Powerful interest groups can often get representatives or public officials to do things that are not in the best interests of their constituents. In this case, the Democrats will actually oppose poor people who support choice because the unions have made opposition to choice their #1 issue. Politicians are responsive to their constituencies, but they are also responsive to power, and the last thing a Democrat would want is to have the unions oppose them.

Clowes: Over the last few years, the Black Alliance for Educational Options (BAEO) has been reaching out to low-income minority families, who generally favor school choice even if their representatives don’t. What are the chances that a group like BAEO can achieve some traction on the school choice issue?

Moe: I think the chances are good. The mainline civil rights organizations are run by an older generation and I think they’re out of step with their constituency. Black parents are the strongest supporters of choice in the entire country, and their children are often trapped in terrible schools in the inner city. They want options. Their leadership in the black community is not representing them, but there’s a younger generation of leaders coming up who will represent them and who do support choice.

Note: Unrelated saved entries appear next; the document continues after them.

Issue #125, opened 2015-10-02
[Feature Request] local playback, streaming media to android device


115ek:
Are there any plans concerning that? I only found a download button in the current release.
Actually it should be possible to play (at least some music...) media on your android device without doing it in Kodi at the same time.
(I think yatse also has got such a feature.)
Please enlight me if I missed something in the settings of Kore. Maybe I'm only blind.
Best regards :)

cryptobanana:
I'm working on this feature, as well as video. I have a partially working prototype for movies implemented in my own development branch: https://github.com/cryptobanana/Kore/tree/stream_video

I plan to finish this functionality for videos and audio in my free time over the holidays and submit a pull request soon.

timofonic:
@cryptobanana 

Great!

I'm more interested in the audio-only option, to use headphones. Bluetooth is shitty!

cryptobanana:
Hi, I have a proof-of-concept implementation (in progress) in my forked repository that allows a Kore remote to play TV and Videos locally on the remote device (as opposed to the kodi media center). The user interface is implemented by repurposing the "download" button in the TvShowEpisodeDetails and MovieDetails views. Audio would be a next step. I'm not yet ready to issue a pull request because it requires more iteration + cleanup, but feel free to try it yourself:

https://github.com/cryptobanana/Kore/tree/stream_video

cryptobanana:
@SyncedSynapse: I'd like to kindly request some feedback on the video + audio streaming functionality I'm working on, as I'd like to ensure that it can be merged upstream: 

1) Choose a user interface for playing media (stream to device): Currently in my branch, I am re-purposing the "download" button in the TVShowEpisodeDetailsFragment and MovieDetailsFragment.java to stream a video and play it. Consequently download functionality no longer works. I would propose to address this by either: a) adding an additional button next to the download button specifically to initiate streaming local playback or b) modify the behavior of the floating action button so that upon pressing it, the user has the option to play on the kodi media center or to stream for local playback on the kore remote. I personally tend to prefer (b).

2) Reduce Code duplication: MovieDetailsFragment.java and TVShowEpisodeDetailsFragment.java duplicate a significant amount of code. I would propose to address this by moving as much of the duplicated code into higher classes as possible. Thoughts?

SyncedSynapse:
@cryptobanana I won't have much time this week to review your branch, but i'll try to look at it at the weekend/next week.

Regarding your questions:
[...]

PR #703, opened 2020-01-10
Added ability to play media files locally (#125)

rabits:
Just the same way as played from Movies section, but from Files browser.


poisdeux:
Looks and works good! Thx!
Nice, that it also works for audio files.

poisdeux:
Sorry it took so long. Kinda forgot about this.

rabits:
No worries - not urgent)

PR #710, opened 2020-02-06
Uri encoding for local filenames.

mbien:
Kodi couldn't play http-served files with spaces or other special characters in their names. It turned out that it was easy to fix by simply URI encoding the filename so that a valid link is created.

The else branch seems to be using URIs already, so i didn't touch it, I assume those are already properly encoded.

### DIFF
--- a/app/src/main/java/org/xbmc/kore/ui/sections/localfile/HttpApp.java
+++ b/app/src/main/java/org/xbmc/kore/ui/sections/localfile/HttpApp.java
@@ -163,9 +163,8 @@ public class HttpApp extends NanoHTTPD {
             String filename = localFileLocationList.get(currentIndex).fileName;
             path = Uri.encode(filename) + "?number=" + currentIndex;
         } else {
-            Uri uri = localUriList.get(currentIndex);
-            String filename = getFileNameFromUri(uri);
-            path = filename + "?uri=" + currentIndex;
+            String filename = getFileNameFromUri(localUriList.get(currentIndex));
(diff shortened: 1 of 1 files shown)


SyncedSynapse:
This looks good to me, but i would like to know if @Upabjojr  has something to add, given that this was his code originally.

Upabjojr:
Only `?number={...}` really matters on the file selection. Filename may be anything, it's just what you want Kodi to show.

Upabjojr:
Do you think this problem can occur on https://github.com/xbmc/Kore/pull/710/files#diff-d809a4ce9bf44d49ddbe142ebff36c8fR168 as well?

mbien:
> 
> 
> Do you think this problem can occur on https://github.com/xbmc/Kore/pull/710/files#diff-d809a4ce9bf44d49ddbe142ebff36c8fR168 as well?

i don't think it can, because it already is a URI so it *should* be properly encoded already. 

I didn't really know how to debug it since I didn't know what to do in Kore to get to the else branch. So I didn't touch it like i mentioned in the pull request msg (encoding a URI twice would break things most likely).

Upabjojr:
You should be able to trigger the else branch if you share a file from an external application to Kore.

mbien:
> You should be able to trigger the else branch if you share a file from an external application to Kore.

ah I see. It turned out that the else branch needed the same treatment despite the fact that it was already dealing with URIs. Added commit 0dc1ae6

PR #719, opened 2020-03-22
Added support for Prime Videos shared from the official Amazon app

Upabjojr:
Prime Video app supports sharing the links to videos. They can be shared through Kore.

Kore is currently unable to recognize the link, because the Prime Video app shares the link in a strange way (I cast the intent to a string, then match the link with regular expressions).

As a last step, I added the conversion logic to `plugin://plugin.video.amazon-test/...`, so that the movie can be watched on Kodi with the Amazon VOD addon.

### DIFF
--- a/app/src/main/java/org/xbmc/kore/ui/sections/remote/RemoteActivity.java
+++ b/app/src/main/java/org/xbmc/kore/ui/sections/remote/RemoteActivity.java
@@ -389,6 +389,21 @@ public class RemoteActivity extends BaseActivity
             videoUri = intent.getData();
         }
 
+        if (videoUri == null) {
+            // Some apps hide the link in the clip, try to detect any link by casting the intent
+            // to string a looking with a regular expression:
+
+            Matcher matcher = Pattern.compile("https?://[^\\s]+").matcher(intent.toString());
+            String matchedString = null;
+            if (matcher.find()) {
+                matchedString = matcher.group(0);
+                if (matchedString.endsWith("}")) {
+                    matchedString = matchedString.substring(0, matchedString.length() - 1);
+                }
+                videoUri = Uri.parse(matchedString);
+            }
+        }
+
         String url;
         if (videoUri == null) {
             url = getShareLocalUri(intent);
@@ -597,6 +612,12 @@ public class RemoteActivity extends BaseActivity
         } else if (host.endsWith("soundcloud.com")) {
             return "plugin://plugin.audio.soundcloud/play/?url="
                     + URLEncoder.encode(playuri.toString());
+        } else if (host.startsWith("app.primevideo.com")) {
+            Matcher amazonMatcher = Pattern.compile("gti=([^&]+)").matcher(playuri.toString());
+            if (amazonMatcher.find()) {
+                String gti = amazonMatcher.group(1);
+                return "plugin://plugin.video.amazon-test/?asin=" + gti + "&mode=PlayVideo&adult=0&name=&trailer=0&selbitrate=0";
+            }
         }
         return null;
     }
--- a/app/src/main/java/org/xbmc/kore/ui/sections/remote/RemoteActivity.java
+++ b/app/src/main/java/org/xbmc/kore/ui/sections/remote/RemoteActivity.java
@@ -390,26 +390,11 @@ public class RemoteActivity extends BaseActivity
         }
 
         if (videoUri == null) {
-            // Some apps hide the link in the clip, try to detect any link by casting the intent
-            // to string a looking with a regular expression:
-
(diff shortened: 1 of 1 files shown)


poisdeux:
Can't really test this but the code looks fine.
@SyncedSynapse do you have any comments?

SyncedSynapse:
I do have some comments - i pointed them out in the code, but yesterday somehow i managed to delete them, so i'll write them again.

Can't test this either, but i noticed that there's the potential for this PR to interfere with the local sharing of videos, so i would feel more comfortable if the code took that explicitly under consideration, as i'll point out in a separate comment.

app/src/main/java/org/xbmc/kore/ui/sections/remote/RemoteActivity.java
```diff
@@ -389,6 +389,21 @@ protected void handleStartIntent(Intent intent, boolean queue) {
...
+            Matcher matcher = Pattern.compile("https?://[^\\s]+").matcher(intent.toString());
+            String matchedString = null;
+            if (matcher.find()) {
+                matchedString = matcher.group(0);
+                if (matchedString.endsWith("}")) {
+                    matchedString = matchedString.substring(0, matchedString.length() - 1);
+                }
+                videoUri = Uri.parse(matchedString);
+            }
+        }
```
SyncedSynapse, line 405: This whole `if (videoUri == null)` precedes the next one, which is similar, and deals with local sharing, so it can "capture" requests that should be done by it. I think that the logic should be unified, and that any division between the 2 logics should be explicitly acknowledge and solved.

Upabjojr: I've changed it to try to detect `videoUri` if `null`, then `toPluginUrl` will always be called. I have made some tests and it keeps working. Hope this makes sense.

Upabjojr:
> Can't test this either, but i noticed that there's the potential for this PR to interfere with the local sharing of videos, so i would feel more comfortable if the code took that explicitly under consideration, as i'll point out in a separate comment.

Is there a way to add unit testing with a simulated Kore-Kodi environment on Travis?

poisdeux:
> > Can't test this either, but i noticed that there's the potential for this PR to interfere with the local sharing of videos, so i would feel more comfortable if the code took that explicitly under consideration, as i'll point out in a separate comment.
> 
> Is there a way to add unit testing with a simulated Kore-Kodi environment on Travis?

Yes there is. Have a look at the tests in https://github.com/xbmc/Kore/blob/master/app/src/test/java/org/xbmc/kore/tests/jsonrpc/. They use a TCP server that mocks some of the JSON RPC calls from Kodi. You can do something similar. Although I think in your case you do not need it and just need to mock the intent that is passed to `handleStartIntent` and for that I would use Mockito.
If you need help setting this up I'm glad to help.

SyncedSynapse:
This looks good to me.

@poisdeux not sure if you want to check anything else, but for me this is good to me merged. If you're confortable with it, please merge it.

One other thing: i've tried to play a video locally (to VLC), but i'm getting an error. Not sure if it has something to do with my network configuration, so can you please check whether the play locally feature still works for you, or have we bungled it somewhere along the way...

Upabjojr:
> One other thing: i've tried to play a video locally (to VLC), but i'm getting an error. Not sure if it has something to do with my network configuration, so can you please check whether the play locally feature still works for you, or have we bungled it somewhere along the way...

Do you mean the nanohttpd server inside Kore? I've noticed that it's not really stable with videos, but can't say exactly what the problem is. Maybe nanohttpd isn't that good for streaming large files.

SyncedSynapse:
> Do you mean the nanohttpd server inside Kore? I've noticed that it's not really stable with videos, but can't say exactly what the problem is. Maybe nanohttpd isn't that good for streaming large files.

No, the nanohttp is used to stream from Kore to Kodi, which i'm able to do, though i didn't test with large files, just some demo files that i had laying around in my phone...
I was refering to trying to play the file from Kodi locally on the phone: Kore seems to get the correct url and tries to launch a video player, but then it can't get to the source (i suspect it's something on my end).

poisdeux:
> This looks good to me.
> 
> @poisdeux not sure if you want to check anything else, but for me this is good to me merged. If you're confortable with it, please merge it.
> 
> One other thing: i've tried to play a video locally (to VLC), but i'm getting an error. Not sure if it has something to do with my network configuration, so can you please check whether the play locally feature still works for you, or have we bungled it somewhere along the way...

Indeed. I just tried with VLC and it fails to open the URL. I'm using https://play.google.com/store/apps/details?id=video.player.videoplayer and that works fine. So I'm guessing this might be a VLC thingy. I don't have time now to look into it.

BAEO and these other organizations are threatening to the mainline organizations because they are representing their constituents. If the mainline organizations don’t change over time, then BAEO and these others will move in. There will be substantial pressure on groups like the NAACP and the Urban League to change, and ultimately they will change–because of the pressure, because their leaders are getting older, and because younger people will eventually move into leadership positions.

One way or another, black parents in the inner city are going to get represented, and they will get choice.

Clowes: One thing that seems to be changing is that people are becoming better-informed about school choice.

Moe: I think that’s true. It’s especially true in the black community, because there are now thousands of children around the country who have vouchers, and their parents are ecstatic. And the parents talk: They talk to their friends; they talk to their ministers; they talk to their city council members. Slowly but steadily, the word is getting out. It’s a slow process, but things are changing.

Clowes: Are they likely to change very much? If the political system is designed to be blocked easily and the teacher unions have the power to block, that doesn’t seem to provide much reason for optimism.

Moe: No, it doesn’t. Politics is driven by power, and the teacher unions are more powerful than anybody else in education politics. So, in the short run, they win–but they don’t always win. Slowly but steadily, choice and accountability are taking root. The unions have done everything they can to defeat these reforms but they haven’t defeated them everywhere. They’re slowly losing their grip. Choice in particular is going to undermine union power because it allows children and money to leave unionized schools and go elsewhere.

Also, the competition that choice creates puts pressure on the public schools to get their act together, to do things differently, and to be more efficient and effective. Those pressures make life very difficult for unions. The more children are able to go to private schools and to charter schools, the more the unions lose members and money and become weaker politically.

Clowes: One of the ways the teacher unions have responded to competition from charter schools is by embracing the concept but then adding so many rules, regulations, and restrictions that eventually the charter schools don’t offer much choice to parents or competition to the traditional public schools. Isn’t there a danger the same thing could happen with school vouchers?

Moe: No. I don’t think the teacher unions would ever support vouchers under any conditions.